Tuesday, January 22, 2019

A visual introduction to the Gap Statistics

We have previously seen how to implement KMeans. However, the results of this algorithm strongly rely on the choice of the parameter K. According to statistical folklore the best K is located at the 'elbow' of the clusters inertia while K increases. This heuristic has been translated into a more formalized procedure by the Gap Statistics and in this post we'll see how to pick K in an optimal way using the Gap Statistics. The main idea of the methodology is to compare the clusters inertia on the data to cluster and a reference dataset. The optimal choice of K is given by k for which the gap between the two results is maximum. To illustrate this idea, let’s pick as reference dataset a uniformly distributed set of points and see the result of KMeans increasing K:

import numpy as np
import matplotlib.pyplot as plt

from sklearn.datasets import make_blobs
from sklearn.metrics import pairwise_distances
from sklearn.cluster import KMeans


reference = np.random.rand(100, 2)
plt.figure(figsize=(12, 3))
for k in range(1,6):
    kmeans = KMeans(n_clusters=k)
    a = kmeans.fit_predict(reference)
    plt.subplot(1,5,k)
    plt.scatter(reference[:, 0], reference[:, 1], c=a)
    plt.xlabel('k='+str(k))
plt.tight_layout()
plt.show()


From the figure above we can see that the algorithm evenly splits the points K clusters even if there's no separation between them. Let’s now do the same on a target dataset with 3 natural clusters:

X = make_blobs(n_samples=100, n_features=2,
               centers=3, cluster_std=.8,)[0]

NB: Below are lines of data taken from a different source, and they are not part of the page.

PR #7073, opened 2017-04-05
[#OSF-7684]Moving files between components breaks links in logs

chennan47:
## Purpose
Fix the breaking links in logs after files got moved.

## QA notes:
Steps:
1.Create a project and a component
2.Upload a file to OSF Storage in the component
3.Move the file to OSF Storage in the top level project
4.View the logs for "[contributor] added [filename] to OSF Storage..."
5.Click the link the logs for that file

Before Change:
You will be taken to a file not found page
After Change:
You will be taken to the moved file

## Ticket

https://openscience.atlassian.net/browse/OSF-7684


website/static/js/logTextParser.js
```diff
@@ -446,7 +446,10 @@ var LogPieces = {
                     'github_file_added', 'github_file_updated', 'box_file_added', 'box_file_updated', 'dropbox_file_added', 'dropbox_file_updated',
                     's3_file_added', 's3_file_updated', 'figshare_file_added', 'checked_in', 'checked_out'];
                     if (acceptableLinkedItems.indexOf(action) !== -1 && logObject.attributes.params.urls) {
-                         return logObject.attributes.params.urls.view;
+                        if (logObject.attributes.params.params_file){
```
brianjgeiger: We get a lot of errors in Sentry where we try to deep access objects and they aren't complete before they're there. https://sentry.cos.io/sentry/osf-front-end/issues/276034/ is an example where we are trying `if (!ctrl.node.anonymous && item.embeds.user && item.embeds.user.data)` but item.embeds doesn't exist and so it gives a TypeError. You should use lodash.get for this, I think. https://github.com/CenterForOpenScience/osf.io/search?utf8=✓&q=lodash.get&type

api_tests/logs/views/test_log_detail.py
```diff
@@ -141,3 +141,12 @@ def test_title_hidden_from_non_contributor_in_file_move(self):
         assert_equal(res.status_code, 200)
         assert_not_in(self.component.title, res.json['data'])
         assert_equal(res.json['data'][0]['attributes']['params']['source']['node_title'], 'Private Component')
+
+    def test_file_params(self):
+        res = self.app.get(self.node_logs_url, auth=self.user_one.auth)
+        assert_equal(res.status_code, 200)
+        assert_not_equal(
```
brianjgeiger: This seems like only half a test. Shouldn't it equal something predictable as well?

website/static/js/logTextParser.js
```diff
@@ -446,7 +446,10 @@ var LogPieces = {
                     'github_file_added', 'github_file_updated', 'box_file_added', 'box_file_updated', 'dropbox_file_added', 'dropbox_file_updated',
                     's3_file_added', 's3_file_updated', 'figshare_file_added', 'checked_in', 'checked_out'];
                     if (acceptableLinkedItems.indexOf(action) !== -1 && logObject.attributes.params.urls) {
-                         return logObject.attributes.params.urls.view;
+                        if (lodashGet(logObject,'attributes.params.params_file', null)){
```
brianjgeiger: Not a big deal, but this could probably be reduced to:

```js
viewUrl = lodashGet(logObject, 'attributes.params.urls.view', null);
return lodashGet(logObject, 'attributes.params.params_file', viewURL)
```

brianjgeiger:
@chennan47 Merge conflict. Could you get that cleared up? I'm going to try to get this merged today.

chennan47:
@brianjgeiger conflicts solved in 0f9624c

PR #7074, opened 2017-04-05
Update local figshare instructions to reflect model changes [#OSF-7755]

abought:
## Purpose
There are special instructions required to use the Figshare addon locally. These instructions should be brought up to date with recent model changes, and we should confirm that the instructions work as written.

## Changes
This is a developer facing change to docs, and should not affect user or site functionality.

## Side effects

plt.figure(figsize=(12, 3))
for k in range(1,6):
    kmeans = KMeans(n_clusters=k)
    a = kmeans.fit_predict(X)
    plt.subplot(1,5,k)
    plt.scatter(X[:, 0], X[:, 1], c=a)
    plt.xlabel('k='+str(k))
plt.tight_layout()
plt.show()


Here we note that the algorithm, with K=2, correctly isolates one of the clusters grouping the other two together. Then, with K=3, correctly identifies the natural clusters. But, with K=4 and K=5 some of the natural clusters are split in two. If we plot the inertia in both cases we'll see something interesting:

def compute_inertia(a, X):
    W = [np.mean(pairwise_distances(X[a == c, :])) for c in np.unique(a)]
    return np.mean(W)

def compute_gap(clustering, data, k_max=5, n_references=5):
    if len(data.shape) == 1:
        data = data.reshape(-1, 1)
    reference = np.random.rand(*data.shape)
    reference_inertia = []
    for k in range(1, k_max+1):
        local_inertia = []
        for _ in range(n_references):
            clustering.n_clusters = k
            assignments = clustering.fit_predict(reference)
            local_inertia.append(compute_inertia(assignments, reference))
        reference_inertia.append(np.mean(local_inertia))
    
    ondata_inertia = []
    for k in range(1, k_max+1):
        clustering.n_clusters = k
        assignments = clustering.fit_predict(data)
        ondata_inertia.append(compute_inertia(assignments, data))
        
    gap = np.log(reference_inertia)-np.log(ondata_inertia)
    return gap, np.log(reference_inertia), np.log(ondata_inertia)

k_max = 5
gap, reference_inertia, ondata_inertia = compute_gap(KMeans(), X, k_max)


plt.plot(range(1, k_max+1), reference_inertia,
         '-o', label='reference')
plt.plot(range(1, k_max+1), ondata_inertia,
         '-o', label='data')
plt.xlabel('k')
plt.ylabel('log(inertia)')
plt.show()


On the reference dataset the inertia goes down’ very slowly while on the target dataset it assumes the shape of an elbow! We can now compute the Gap Statistics for each K computing the difference of the two curves showed above:

plt.plot(range(1, k_max+1), gap, '-o')
plt.ylabel('gap')
plt.xlabel('k')


It’s easy to see that the Gap is maximum for K=3, just the right choice for our target dataset.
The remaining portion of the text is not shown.